Goal of the exercise: Return the full listing, character for character.

Information supplied:
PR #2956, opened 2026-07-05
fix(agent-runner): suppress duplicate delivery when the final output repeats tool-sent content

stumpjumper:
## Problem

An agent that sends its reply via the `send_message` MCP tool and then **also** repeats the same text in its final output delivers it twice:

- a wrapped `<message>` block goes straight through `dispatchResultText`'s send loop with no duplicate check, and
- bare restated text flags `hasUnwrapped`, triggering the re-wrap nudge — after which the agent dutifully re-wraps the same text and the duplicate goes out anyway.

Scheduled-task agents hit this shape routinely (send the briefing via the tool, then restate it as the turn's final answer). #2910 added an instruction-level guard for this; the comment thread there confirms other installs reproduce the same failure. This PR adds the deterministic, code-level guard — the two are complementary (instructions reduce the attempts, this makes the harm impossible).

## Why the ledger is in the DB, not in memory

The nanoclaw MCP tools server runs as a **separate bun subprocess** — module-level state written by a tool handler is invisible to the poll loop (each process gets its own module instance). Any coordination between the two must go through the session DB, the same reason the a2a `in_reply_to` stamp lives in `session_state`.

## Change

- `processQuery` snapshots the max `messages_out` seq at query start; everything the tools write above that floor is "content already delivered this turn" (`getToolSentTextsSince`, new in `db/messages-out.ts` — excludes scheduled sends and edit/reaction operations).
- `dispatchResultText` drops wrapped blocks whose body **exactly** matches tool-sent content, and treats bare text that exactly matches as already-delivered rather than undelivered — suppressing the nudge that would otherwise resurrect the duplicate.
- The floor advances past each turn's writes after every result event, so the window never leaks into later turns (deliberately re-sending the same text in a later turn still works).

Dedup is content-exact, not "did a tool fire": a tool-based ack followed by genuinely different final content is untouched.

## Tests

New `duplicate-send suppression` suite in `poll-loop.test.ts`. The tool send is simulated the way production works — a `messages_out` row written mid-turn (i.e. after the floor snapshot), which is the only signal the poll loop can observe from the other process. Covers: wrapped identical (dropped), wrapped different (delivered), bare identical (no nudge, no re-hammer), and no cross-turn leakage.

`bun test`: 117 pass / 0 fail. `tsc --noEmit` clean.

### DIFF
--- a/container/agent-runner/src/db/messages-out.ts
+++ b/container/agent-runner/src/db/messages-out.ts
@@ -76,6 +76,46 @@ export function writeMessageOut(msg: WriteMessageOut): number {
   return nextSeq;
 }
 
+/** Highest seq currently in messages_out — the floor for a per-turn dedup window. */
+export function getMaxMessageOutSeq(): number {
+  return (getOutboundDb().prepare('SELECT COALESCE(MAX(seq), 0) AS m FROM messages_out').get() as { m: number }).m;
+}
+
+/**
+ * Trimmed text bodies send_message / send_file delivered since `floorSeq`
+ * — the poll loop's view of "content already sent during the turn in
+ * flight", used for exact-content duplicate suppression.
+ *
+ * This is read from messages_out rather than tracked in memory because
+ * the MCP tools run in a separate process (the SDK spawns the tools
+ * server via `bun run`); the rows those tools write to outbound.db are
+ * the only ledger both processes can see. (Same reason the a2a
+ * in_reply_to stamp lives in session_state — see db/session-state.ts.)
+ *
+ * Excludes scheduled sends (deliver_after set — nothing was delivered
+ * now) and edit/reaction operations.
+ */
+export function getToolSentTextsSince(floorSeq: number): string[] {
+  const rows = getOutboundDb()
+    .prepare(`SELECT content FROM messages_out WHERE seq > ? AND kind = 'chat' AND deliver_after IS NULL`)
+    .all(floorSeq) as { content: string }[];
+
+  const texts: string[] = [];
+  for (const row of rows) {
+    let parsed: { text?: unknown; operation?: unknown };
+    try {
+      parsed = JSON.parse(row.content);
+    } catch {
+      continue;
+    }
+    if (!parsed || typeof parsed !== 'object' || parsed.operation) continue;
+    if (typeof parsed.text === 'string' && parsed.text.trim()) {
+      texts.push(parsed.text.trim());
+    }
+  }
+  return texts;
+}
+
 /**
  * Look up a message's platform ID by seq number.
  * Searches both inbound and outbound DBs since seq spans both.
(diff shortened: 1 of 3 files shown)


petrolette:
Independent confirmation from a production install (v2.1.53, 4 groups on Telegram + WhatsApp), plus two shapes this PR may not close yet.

Response to this task:
PR #2956, opened 2026-07-05
fix(agent-runner): suppress duplicate delivery when the final output repeats tool-sent content

stumpjumper:
## Problem

An agent that sends its reply via the `send_message` MCP tool and then **also** repeats the same text in its final output delivers it twice:

- a wrapped `<message>` block goes straight through `dispatchResultText`'s send loop with no duplicate check, and
- bare restated text flags `hasUnwrapped`, triggering the re-wrap nudge — after which the agent dutifully re-wraps the same text and the duplicate goes out anyway.

Scheduled-task agents hit this shape routinely (send the briefing via the tool, then restate it as the turn's final answer). #2910 added an instruction-level guard for this; the comment thread there confirms other installs reproduce the same failure. This PR adds the deterministic, code-level guard — the two are complementary (instructions reduce the attempts, this makes the harm impossible).

## Why the ledger is in the DB, not in memory

The nanoclaw MCP tools server runs as a **separate bun subprocess** — module-level state written by a tool handler is invisible to the poll loop (each process gets its own module instance). Any coordination between the two must go through the session DB, the same reason the a2a `in_reply_to` stamp lives in `session_state`.

## Change

- `processQuery` snapshots the max `messages_out` seq at query start; everything the tools write above that floor is "content already delivered this turn" (`getToolSentTextsSince`, new in `db/messages-out.ts` — excludes scheduled sends and edit/reaction operations).
- `dispatchResultText` drops wrapped blocks whose body **exactly** matches tool-sent content, and treats bare text that exactly matches as already-delivered rather than undelivered — suppressing the nudge that would otherwise resurrect the duplicate.
- The floor advances past each turn's writes after every result event, so the window never leaks into later turns (deliberately re-sending the same text in a later turn still works).

Dedup is content-exact, not "did a tool fire": a tool-based ack followed by genuinely different final content is untouched.

## Tests

New `duplicate-send suppression` suite in `poll-loop.test.ts`. The tool send is simulated the way production works — a `messages_out` row written mid-turn (i.e. after the floor snapshot), which is the only signal the poll loop can observe from the other process. Covers: wrapped identical (dropped), wrapped different (delivered), bare identical (no nudge, no re-hammer), and no cross-turn leakage.

`bun test`: 117 pass / 0 fail. `tsc --noEmit` clean.

### DIFF
--- a/container/agent-runner/src/db/messages-out.ts
+++ b/container/agent-runner/src/db/messages-out.ts
@@ -76,6 +76,46 @@ export function writeMessageOut(msg: WriteMessageOut): number {
   return nextSeq;
 }
 
+/** Highest seq currently in messages_out — the floor for a per-turn dedup window. */
+export function getMaxMessageOutSeq(): number {
+  return (getOutboundDb().prepare('SELECT COALESCE(MAX(seq), 0) AS m FROM messages_out').get() as { m: number }).m;
+}
+
+/**
+ * Trimmed text bodies send_message / send_file delivered since `floorSeq`
+ * — the poll loop's view of "content already sent during the turn in
+ * flight", used for exact-content duplicate suppression.
+ *
+ * This is read from messages_out rather than tracked in memory because
+ * the MCP tools run in a separate process (the SDK spawns the tools
+ * server via `bun run`); the rows those tools write to outbound.db are
+ * the only ledger both processes can see. (Same reason the a2a
+ * in_reply_to stamp lives in session_state — see db/session-state.ts.)
+ *
+ * Excludes scheduled sends (deliver_after set — nothing was delivered
+ * now) and edit/reaction operations.
+ */
+export function getToolSentTextsSince(floorSeq: number): string[] {
+  const rows = getOutboundDb()
+    .prepare(`SELECT content FROM messages_out WHERE seq > ? AND kind = 'chat' AND deliver_after IS NULL`)
+    .all(floorSeq) as { content: string }[];
+
+  const texts: string[] = [];
+  for (const row of rows) {
+    let parsed: { text?: unknown; operation?: unknown };
+    try {
+      parsed = JSON.parse(row.content);
+    } catch {
+      continue;
+    }
+    if (!parsed || typeof parsed !== 'object' || parsed.operation) continue;
+    if (typeof parsed.text === 'string' && parsed.text.trim()) {
+      texts.push(parsed.text.trim());
+    }
+  }
+  return texts;
+}
+
 /**
  * Look up a message's platform ID by seq number.
  * Searches both inbound and outbound DBs since seq spans both.
(diff shortened: 1 of 3 files shown)


petrolette:
Independent confirmation from a production install (v2.1.53, 4 groups on Telegram + WhatsApp), plus two shapes this PR may not close yet.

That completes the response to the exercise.